Aimia (TSE:AIM) tumbled to a 52-week low after the marketing and loyalty-program provider reported lower-than-expected earnings in the fourth quarter and provided a gloomy outlook for 2015.
Shares declined 9.4 percent to C$13.00 at 2:36 p.m. in Toronto. The stock has lost 25 percent in the past six months.
Net income $21.5 million, or C$0.09 per diluted share, in the October-to-December quarter, compared to a net loss of C$125.7 million, or C$0.74 loss per share, in the year-earlier period, the Montreal, Quebec-based company said in a statement today.
Adjusted profit was C$60 million, or C$0.20 per share, compared to an adjusted loss of C$111.1 million or C$0.50 loss per share.
That missed the C$0.24 average estimate of 5 analysts polled by Capital IQ estimates. But Aimia said it met or exceeded all its major financial objectives for 2014.
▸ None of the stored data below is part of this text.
PR #253, opened 2026-04-01
feat(skills): auto-activate skills by fuzzy-matching user prompt

Prithvi1994:
## Problem

Skills in Code Puppy are injected into the system prompt as an XML list of names + descriptions, with guidance text telling the LLM to call `activate_skill()` when a match is detected.

In practice, skills rarely activate unless the user explicitly says "skill" in their prompt. The LLM doesn't proactively match task intent against skill descriptions — it needs a very direct signal.

This is a real usability gap: a user asking *"help me create a pull request"* won't benefit from an installed `github-pr-workflow` skill, even though it's a perfect match.

## Root Cause

Agents are activated **deterministically** — `invoke_agent` is an explicit tool call. Skills rely entirely on **LLM discretion** — passive XML in the prompt with a vague instruction to "match". There's no pre-run matching layer.

## Solution

This PR adds a new plugin `auto_skill_activator` that hooks into `get_model_system_prompt` and:

1. Scores every installed skill's `name + description + tags` against the user's prompt using `rapidfuzz.token_set_ratio` (already a project dependency)
2. Skills scoring **≥ 65** (configurable via `AUTO_ACTIVATE_THRESHOLD`) have their full `SKILL.md` content auto-injected into the system prompt **before the agent runs**
3. Caps at **3 skills max** (`MAX_AUTO_ACTIVATE`) to protect context window
4. Always sets `handled=False` so `claude-code`, antigravity, and other model handlers still fire
5. Degrades gracefully on any error — never crashes the agent run

## Why This Approach

- **Pure plugin** — zero changes to core (`base_agent.py`, `model_utils.py`, `callbacks.py`)
- **Follows AGENTS.md** — uses existing callback architecture exactly as documented
- **Uses existing dependency** — `rapidfuzz` is already in `pyproject.toml`
- **Non-breaking** — users with no skills installed see zero behavior change

## Files Changed

| File | Purpose |
|------|---------|
| `code_puppy/plugins/auto_skill_activator/__init__.py` | Plugin package |
| `code_puppy/plugins/auto_skill_activator/register_callbacks.py` | Core logic (158 lines) |
| `tests/plugins/test_auto_skill_activator.py` | 16 test cases covering activation, ranking, caps, error resilience |

## Test Coverage

- ✅ Matching skill is injected with full content
- ✅ Unrelated prompt returns None (no-op)  
- ✅ Empty/whitespace prompt returns None
- ✅ Globally disabled skills respected
- ✅ Per-skill disabled list respected
- ✅ Skills without SKILL.md skipped
- ✅ Multiple skills ranked by score, capped at MAX_AUTO_ACTIVATE
- ✅ `handled=False` always set
- ✅ User prompt preserved in result
- ✅ Exception in discovery returns None gracefully

## Summary by CodeRabbit

* **New Features**
  * Auto Skill Activator: scores discovered skills against the user prompt and auto-injects the most relevant SKILL.md content into the system prompt, honoring disabled/missing skills and a maximum-injection cap; preserves the original user prompt and degrades gracefully on errors.
* **Tests**
  * Comprehensive test suite for LLM and fuzzy scoring, injection behavior, handling of disabled/missing skills, selection caps, state reset after history compaction, and robust error handling.

### DIFF
--- a/code_puppy/plugins/auto_skill_activator/__init__.py
+++ b/code_puppy/plugins/auto_skill_activator/__init__.py
@@ -1,0 +1,1 @@
+"""Auto Skill Activator plugin."""
--- a/code_puppy/plugins/auto_skill_activator/register_callbacks.py
+++ b/code_puppy/plugins/auto_skill_activator/register_callbacks.py
@@ -1,0 +1,158 @@
+"""Auto Skill Activator plugin.
+
+Problem this solves:
+    Skills are injected into the system prompt as XML, but the LLM only calls
+    activate_skill() if it independently decides the skill matches the task.
+    In practice this rarely happens unless the user says "use skill" explicitly.
+
+    This plugin fixes that by scoring the user prompt against all installed
+    skill descriptions at prompt-assembly time, and auto-injecting the full
+    SKILL.md content for any strong matches — no LLM decision required.
+
+How it works:
+    Hooks into `get_model_system_prompt` (fires during prompt assembly).
+    Scores each skill using rapidfuzz token_set_ratio (already a dependency).
+    Any skill scoring >= AUTO_ACTIVATE_THRESHOLD gets its full SKILL.md content
+    appended to the system prompt directly before the agent runs.
+
+This mirrors how agents work: explicit deterministic activation vs passive hope.
+"""
+
+from __future__ import annotations
+
+import logging
+from typing import Any, Dict, List, Optional
+
+from code_puppy.callbacks import register_callback
+
+logger = logging.getLogger(__name__)
+
+# Fuzzy match threshold (0-100).
+# 65 is permissive enough to catch synonyms/paraphrasing.
+AUTO_ACTIVATE_THRESHOLD = 65
+
+# Max skills to auto-activate per run (avoid flooding context window)
+MAX_AUTO_ACTIVATE = 3
+
+
+def _score_prompt_against_skill(user_prompt: str, skill_text: str) -> float:
+    """Score how well a user prompt matches a skill using fuzzy token matching.
+
+    Uses rapidfuzz.fuzz.token_set_ratio which handles:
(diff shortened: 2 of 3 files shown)


mpfaffenberger:
I like the idea, but I think it would be much more powerful to leverage a smaller model like Haiku, one of the GPT Nanos, or even an open source one like Gemma 4 / GLM Flash to choose which skill to inject - if _any_. 

We would also need the background model to note if a compaction occurs at any given time to re-inject the skill if necessary. 

Then we could further generalize this concept beyond skill injection. Background steering agents.

Prithvi1994:
Great feedback — I'm on board with the direction. Here's my plan:

1. **Swap fuzzy matching for a small background model** — Replace `rapidfuzz.token_set_ratio` with a lightweight LLM call (Haiku / GPT-4o-mini / Gemma 4 IT / GLM Flash) to semantically evaluate which skills to inject (if any). This gives us actual understanding of intent vs. token overlap, which is the right call.

2. **Re-inject on compaction** — Add a hook so the background steering model re-evaluates and re-injects the relevant skill content after any context compaction event, keeping the skill context alive across the full session.

3. **Generalize to background steering agent** — Once the above is solid, extend the pattern beyond skill injection into a broader "background steering" concept — a lightweight model that runs alongside the main agent to handle skill selection, context management, and other steering decisions.

I'll push an updated commit with items 1 and 2 first, then follow up with the generalization. Thanks for the direction!

Prithvi1994:
@mpfaffenberger , Please review the changes when you get a chance. Thank you.

axacode:
Hey @Prithvi1994 , i reviewed the code just now. Looks good from my end.

axacode (approved):

thomwebb:

thomwebb:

The company recovered from losses on both counts a year earlier due to a change in its Canadian banking partners for Aeroplan.
Aimia operates customer loyalty programs for Air Canada, TD and CIBC credit cards and other business partners.
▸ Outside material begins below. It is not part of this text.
PR #257, opened 2026-04-07
Interactive Runtime: Queue, Interject, Thinking, etc works.

Nate0-1999:
## Demo Video

[Interactive runtime demo video](https://github.com/Nate0-1999/code_puppy/releases/download/interactive-runtime-demo-2026-04-07/CodePuppyInteractiveRuntimeDemo.mp4)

Revenue grew 10.7 percent to C$761.1 million, topping market expectations of C$715.9 million.
“In 2014, Aimia delivered against our strategy of strengthening our position in priority markets, replicating and evolving our successful coalition loyalty model with programs in markets such as Mexico and Spain , and building our distinctive data analytics capabilities and client base globally," said Rupert Duchesne , chief executive officer, in the statement.
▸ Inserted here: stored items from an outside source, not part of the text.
PR #261, opened 2026-04-11
fix(autocomplete): register /clear command to enable autocomplete suggestions (#254)

### LINKED ISSUE #254: `/clear` command not listed in autocomplete popup
### Summary

The `/clear` command is supported and works as expected when executed directly, but it does not appear in the autocomplete popup when typing `/cl`. Only `/clipboard` is shown. This misleads users into thinking `/clear` is unavailable.

### Background

I frequently use `/clear` in code-puppy to reset the context between tasks. While the command itself works, it's missing from the command suggestion popup, which impacts discoverability and user experience.

### Steps to Reproduce

- Start code-puppy.
- Type `/cl` in the input box.
- Observe the autocomplete popup for available commands (see attached screenshot).

### Screenshot

Image

### Expected Behavior

The popup should list both `/clear` and `/clipboard` as available commands when `/cl` is typed.

### Actual Behavior

The popup only lists `/clipboard`. `/clear` is missing from the suggestions, even though it is a valid and working command.

### Notes

Executing `/clear` manually works, so this appears to be an issue with the command registry or autocomplete logic, not the command handler itself.

zifrz:
## Summary
Fixes #254: The `/clear` command now appears in autocomplete suggestions when typing `/cl`.

## Root Cause
The `/clear` command was previously handled via an inline conditional check in the main interactive loop rather than being registered through the `@register_command` decorator. Since `SlashCompleter` only yields suggestions from commands in the registry (`get_unique_commands()`), `/clear` was invisible to tab-completion.

## Changes
- Added `@register_command` decorator to the clear handler in `code_puppy/command_line/core_commands.py`
- Implemented `handle_clear_command()` preserving original behavior:
  - Clears conversation history via `agent.clear_message_history()`
  - Rotates autosave session via `finalize_autosave_session()`
  - Clears pending clipboard images
  - Emits appropriate user feedback messages
- Removed `/clear` from the inline handler in `cli_runner.py`; the bare `clear` 
  (without slash) is retained there for backwards compatibility
- `/clear` is now fully owned by the registry — autocomplete, `/help` listing, 
  and execution all go through `handle_clear_command()`
  
## Out of Scope: `/exit` and `/quit`
Applying the same split to `/exit` and `/quit` is not straightforward. The inline handler for these commands needs to `break` out of the interactive loop — a side effect that cannot be expressed in the current registry return protocol (`True`/`str`/`False`). 
Moving them to the registry would require either introducing a sentinel return value or restructuring the loop exit mechanism, both of which are beyond the scope of this fix. 
Flagged for a follow-up.

## Testing
- [x] Autocomplete: Typing `/cl` + TAB now shows both `/clear` and `/clipboard`
- [x] Execution: `/clear` properly resets conversation history and rotates autosave sessions
- [x] Clipboard: Pending clipboard images are cleared on execution
- [x] Backwards compatibility: Plain `clear` (without `/`) continues to work
- [x] Tests & Linting: `uv run pytest tests/command_line/ -v` & `uv run ruff check . && uv run ruff format .`

## Notes
- No breaking changes; only adds missing registration metadata
- Follows the same registration pattern as other core commands (`/clipboard`, `/cd`, etc.)

## Summary by CodeRabbit

* **New Features**
  * Added a clear command to wipe the in-memory conversation and rotate to a new autosave session.
  * After clearing, the app warns that prior interactions won’t be remembered and shows the new session id.
  * Clears any pending clipboard image attachments and reports how many were removed.

* **Refactor**
  * Clear activation narrowed to the plain "clear" input (previous alternate form no longer triggers).

### DIFF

"At the same time, we delivered strong financial results, exceeding our guidance. With the momentum we see in recent sales, notwithstanding the fragility of the global economy, we are confident that 2015 will be another good year."
National Bank downgraded the stock to sector perform from outperform, citing disappointing guidance for 2015.
The company anticipated 2015 capital expenditures between C$70 million and C$80 million, down from the 2014 actual capital expenditures of C$81.5 million.